In the entries below, every line that contains "core" must be located and copied.

───── MATERIAL FOR THIS TASK

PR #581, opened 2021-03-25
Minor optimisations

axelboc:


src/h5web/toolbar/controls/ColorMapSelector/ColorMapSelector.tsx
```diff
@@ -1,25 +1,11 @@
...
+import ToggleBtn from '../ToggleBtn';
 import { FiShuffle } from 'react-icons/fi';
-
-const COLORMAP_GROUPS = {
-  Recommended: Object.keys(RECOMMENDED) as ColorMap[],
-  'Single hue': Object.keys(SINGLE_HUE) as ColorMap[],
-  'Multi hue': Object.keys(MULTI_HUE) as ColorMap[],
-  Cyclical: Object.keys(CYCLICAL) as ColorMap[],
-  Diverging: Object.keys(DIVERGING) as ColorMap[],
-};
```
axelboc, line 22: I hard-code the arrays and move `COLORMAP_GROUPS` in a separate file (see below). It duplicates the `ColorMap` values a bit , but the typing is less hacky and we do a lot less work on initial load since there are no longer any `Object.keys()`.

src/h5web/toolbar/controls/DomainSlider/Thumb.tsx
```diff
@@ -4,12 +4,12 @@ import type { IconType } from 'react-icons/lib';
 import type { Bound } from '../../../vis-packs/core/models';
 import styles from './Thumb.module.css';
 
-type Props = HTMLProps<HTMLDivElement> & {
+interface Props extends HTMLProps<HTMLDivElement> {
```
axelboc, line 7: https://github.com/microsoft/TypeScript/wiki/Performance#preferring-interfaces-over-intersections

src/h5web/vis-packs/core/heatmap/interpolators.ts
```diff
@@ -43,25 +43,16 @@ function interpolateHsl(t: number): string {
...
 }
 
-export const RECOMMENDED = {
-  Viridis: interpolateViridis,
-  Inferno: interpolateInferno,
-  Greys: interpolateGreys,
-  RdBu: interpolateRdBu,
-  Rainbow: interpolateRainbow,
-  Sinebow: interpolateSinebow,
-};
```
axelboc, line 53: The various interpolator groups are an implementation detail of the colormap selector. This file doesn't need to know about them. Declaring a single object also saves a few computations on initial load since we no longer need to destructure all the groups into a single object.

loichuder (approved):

──────────

** THE COMPLETED TASK **
 import type { Bound } from '../../../vis-packs/core/models';
src/h5web/vis-packs/core/heatmap/interpolators.ts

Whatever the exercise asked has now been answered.